Items listed in a dataset:
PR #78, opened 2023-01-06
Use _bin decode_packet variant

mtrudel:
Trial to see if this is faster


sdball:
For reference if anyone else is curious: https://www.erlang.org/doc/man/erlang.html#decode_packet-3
...
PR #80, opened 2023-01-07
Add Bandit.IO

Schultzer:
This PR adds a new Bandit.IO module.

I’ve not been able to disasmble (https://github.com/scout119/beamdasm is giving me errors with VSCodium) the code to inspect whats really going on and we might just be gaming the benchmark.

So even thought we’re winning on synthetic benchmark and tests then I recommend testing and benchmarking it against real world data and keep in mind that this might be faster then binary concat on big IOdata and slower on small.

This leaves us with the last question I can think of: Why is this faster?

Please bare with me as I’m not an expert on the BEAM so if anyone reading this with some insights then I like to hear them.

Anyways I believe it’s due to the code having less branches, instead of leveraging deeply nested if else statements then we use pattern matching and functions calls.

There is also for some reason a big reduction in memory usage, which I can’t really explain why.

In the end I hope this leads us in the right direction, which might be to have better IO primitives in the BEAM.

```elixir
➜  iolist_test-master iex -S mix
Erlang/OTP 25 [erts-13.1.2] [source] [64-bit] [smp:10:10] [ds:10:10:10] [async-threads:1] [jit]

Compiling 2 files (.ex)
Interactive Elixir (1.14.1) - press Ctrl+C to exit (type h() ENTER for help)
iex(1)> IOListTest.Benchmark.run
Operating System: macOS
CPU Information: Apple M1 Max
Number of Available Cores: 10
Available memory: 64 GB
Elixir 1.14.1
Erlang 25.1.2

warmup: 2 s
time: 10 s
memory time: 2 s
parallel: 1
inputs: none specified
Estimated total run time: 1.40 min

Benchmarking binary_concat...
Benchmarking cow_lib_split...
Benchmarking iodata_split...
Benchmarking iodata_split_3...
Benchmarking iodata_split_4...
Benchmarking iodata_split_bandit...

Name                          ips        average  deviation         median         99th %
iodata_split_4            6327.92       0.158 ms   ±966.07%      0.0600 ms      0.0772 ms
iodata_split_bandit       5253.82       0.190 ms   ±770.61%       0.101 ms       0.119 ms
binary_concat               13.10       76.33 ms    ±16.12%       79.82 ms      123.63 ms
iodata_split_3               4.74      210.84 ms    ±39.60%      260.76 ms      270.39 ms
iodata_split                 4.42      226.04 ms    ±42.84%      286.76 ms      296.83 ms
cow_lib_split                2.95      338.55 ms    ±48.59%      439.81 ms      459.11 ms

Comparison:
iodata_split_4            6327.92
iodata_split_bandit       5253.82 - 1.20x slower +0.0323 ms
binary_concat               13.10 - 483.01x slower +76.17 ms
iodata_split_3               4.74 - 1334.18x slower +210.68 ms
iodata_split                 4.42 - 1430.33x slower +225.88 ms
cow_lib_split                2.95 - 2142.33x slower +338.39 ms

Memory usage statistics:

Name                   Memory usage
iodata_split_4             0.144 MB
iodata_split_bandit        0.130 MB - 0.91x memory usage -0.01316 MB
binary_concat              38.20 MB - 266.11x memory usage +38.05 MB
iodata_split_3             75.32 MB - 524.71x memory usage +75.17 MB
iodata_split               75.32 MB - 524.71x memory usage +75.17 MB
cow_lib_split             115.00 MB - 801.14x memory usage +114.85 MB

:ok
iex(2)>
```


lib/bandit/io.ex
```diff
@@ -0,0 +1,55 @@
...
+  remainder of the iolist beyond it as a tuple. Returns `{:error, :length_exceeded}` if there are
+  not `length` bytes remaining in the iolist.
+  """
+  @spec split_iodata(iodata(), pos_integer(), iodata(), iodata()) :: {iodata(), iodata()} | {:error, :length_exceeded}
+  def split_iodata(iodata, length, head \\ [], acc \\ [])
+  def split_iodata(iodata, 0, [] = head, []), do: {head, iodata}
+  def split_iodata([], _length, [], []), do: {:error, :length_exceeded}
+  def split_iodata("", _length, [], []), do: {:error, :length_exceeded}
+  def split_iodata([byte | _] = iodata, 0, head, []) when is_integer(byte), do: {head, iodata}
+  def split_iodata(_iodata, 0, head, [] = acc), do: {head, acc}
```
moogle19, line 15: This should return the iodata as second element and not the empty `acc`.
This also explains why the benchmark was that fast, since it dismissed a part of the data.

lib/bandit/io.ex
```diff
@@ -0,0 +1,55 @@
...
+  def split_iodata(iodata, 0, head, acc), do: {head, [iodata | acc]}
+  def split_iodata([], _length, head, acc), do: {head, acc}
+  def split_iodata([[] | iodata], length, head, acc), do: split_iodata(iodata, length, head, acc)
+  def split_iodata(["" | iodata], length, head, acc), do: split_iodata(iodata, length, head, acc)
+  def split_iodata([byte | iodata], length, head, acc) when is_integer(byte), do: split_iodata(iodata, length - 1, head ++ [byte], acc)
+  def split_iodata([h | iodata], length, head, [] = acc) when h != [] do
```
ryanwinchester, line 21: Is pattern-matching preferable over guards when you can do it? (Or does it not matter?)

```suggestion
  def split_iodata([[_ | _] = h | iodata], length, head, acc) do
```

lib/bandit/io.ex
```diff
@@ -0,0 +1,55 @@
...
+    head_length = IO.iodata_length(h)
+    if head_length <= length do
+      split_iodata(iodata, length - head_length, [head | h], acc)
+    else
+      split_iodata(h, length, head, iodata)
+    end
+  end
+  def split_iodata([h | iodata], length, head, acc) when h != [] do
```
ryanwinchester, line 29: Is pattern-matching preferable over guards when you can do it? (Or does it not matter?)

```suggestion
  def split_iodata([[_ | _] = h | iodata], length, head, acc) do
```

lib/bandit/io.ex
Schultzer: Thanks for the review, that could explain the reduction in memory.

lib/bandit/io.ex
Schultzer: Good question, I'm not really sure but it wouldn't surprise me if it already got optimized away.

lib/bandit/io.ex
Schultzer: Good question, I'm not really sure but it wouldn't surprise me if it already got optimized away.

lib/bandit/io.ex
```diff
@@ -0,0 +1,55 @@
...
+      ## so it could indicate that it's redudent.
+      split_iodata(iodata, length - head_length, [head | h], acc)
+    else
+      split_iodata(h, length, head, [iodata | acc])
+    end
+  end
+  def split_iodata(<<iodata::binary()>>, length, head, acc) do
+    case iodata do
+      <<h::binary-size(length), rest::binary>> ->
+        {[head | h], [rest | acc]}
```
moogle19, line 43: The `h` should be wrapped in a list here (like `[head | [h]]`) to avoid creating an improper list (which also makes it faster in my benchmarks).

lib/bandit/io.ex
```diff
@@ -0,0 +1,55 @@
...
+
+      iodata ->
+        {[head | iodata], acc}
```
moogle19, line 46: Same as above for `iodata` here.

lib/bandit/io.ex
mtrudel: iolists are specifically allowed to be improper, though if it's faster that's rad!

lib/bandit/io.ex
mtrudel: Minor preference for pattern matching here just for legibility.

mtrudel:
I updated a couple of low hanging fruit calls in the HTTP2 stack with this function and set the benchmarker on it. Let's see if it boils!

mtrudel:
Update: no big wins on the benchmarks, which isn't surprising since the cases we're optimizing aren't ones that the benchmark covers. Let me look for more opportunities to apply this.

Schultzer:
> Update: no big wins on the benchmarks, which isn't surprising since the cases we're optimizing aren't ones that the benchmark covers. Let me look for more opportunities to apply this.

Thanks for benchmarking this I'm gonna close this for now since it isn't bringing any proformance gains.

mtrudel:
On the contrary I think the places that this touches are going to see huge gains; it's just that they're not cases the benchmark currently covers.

YOUR TASK:
Scan the entries above for the line containing "PR #78, opened 2023-01-06", and copy it and all lines after it exactly, down to and including the line containing "For reference if".

RESPONSE AREA:
PR #78, opened 2023-01-06
Use _bin decode_packet variant

mtrudel:
Trial to see if this is faster


sdball:
For reference if anyone else is curious: https://www.erlang.org/doc/man/erlang.html#decode_packet-3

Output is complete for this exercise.